CWI Faculty Author Open Educational Resource for AI Integration

Published: November 1, 2023

With Artificial Intelligence (AI) powered tools and platforms becoming increasingly prevalent, the educational experience is evolving in new ways — from providing instant feedback to brainstorming new ideas. However, this powerful new tool also raises questions about ethics, privacy, and the future of traditional teaching methods.

To help guide teachers and students in this new world of learning, College of Western Idaho (CWI) faculty members, Department Chair of Integrated Studies, Joel Gladd, Ph.D. and Assistant Professor of English, Liza Long, Ed.D., authored five chapters about Writing and Artificial Intelligence in the Open Educational Resource, Write What Matters. The new chapters are used in many of the College’s Writing and Rhetoric and Literature course sections and at many colleges nationwide.

When generative AI was first introduced to the world, Gladd and Long recognized the tool and software would change how educators teach and assess writing in higher education.

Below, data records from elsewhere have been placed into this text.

PR #3205, opened 2015-07-27
Bug fix: default fields should not dirty a document across saves

burtonjc:
Currently, `document#save` does not clear the 'default' dirty cache. This means when you have a schema field with a `default` specified, sequential `document#save` calls will each execute a query even if no document changes occurred. This PR clears the 'default' dirty cache when a model is saved so the dirty check works appropriately across saves.


vkarpov15:
Great work, thanks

It forced them both to think more about what they were teaching and assessing in a writing classroom.

“In some ways, ChatGPT and other generative AI tools have the potential to level the playing field — but they also have the potential to increase the digital divide,” Long said. “I want to prepare my students to use these tools ethically and responsibly in school and in the workforce.”

The new chapters have been useful as assigned readings in other courses as students and faculty grapple with what generative AI means to the future of academic writing and to higher education in general. The chapters cover topics that include How Large Language Models (LLMs) like ChatGPT Work, Getting Started with AI Platforms, How to Prompt AI Chatbots, Acknowledging and Citing Generative AI in Academic Work, and Ethical Concerns with Generative AI Tools. The book includes instructor resources, general resources, articles, and videos for use in the classroom and professional development and training opportunities.

“AI has arrived at colleges, ready or not, and this is an outstanding resource to help students and faculty understand and even leverage the new resource in a positive way,” said Dean of the School of Arts and Humanities, Justin Vance, Ed.D.

The overall text, Write What Matters, was created by Gladd, Long, and Lewis Clark State College English Professor, Amy Minervini, as part of their fellowship through the Idaho State Board of Education’s Openness Pedagogy Advocacy Leadership (OPAL) program. 

Since the new chapters were added in August 2023, the book has had more than 175,000 page views and 683,000 views since the book’s initial publication. Gladd and Long presented their work to CWI English and Dual Credit faculty in September and will present a webinar for the Academic Senate for California Community College OER Initiative (ASCCC OERI) on Tuesday, Nov. 28. Long will present at Open Education Conference 2023 about AI to create a textbook for her Literary Analysis course (ENGL 211) on Tuesday, Nov. 7.

“I personally am grateful to have the opportunity to share something that I am passionate about with the wider community,” Long said. “I’ve been using generative AI extensively in my own scholarship and have seen my students succeed by using AI tools.”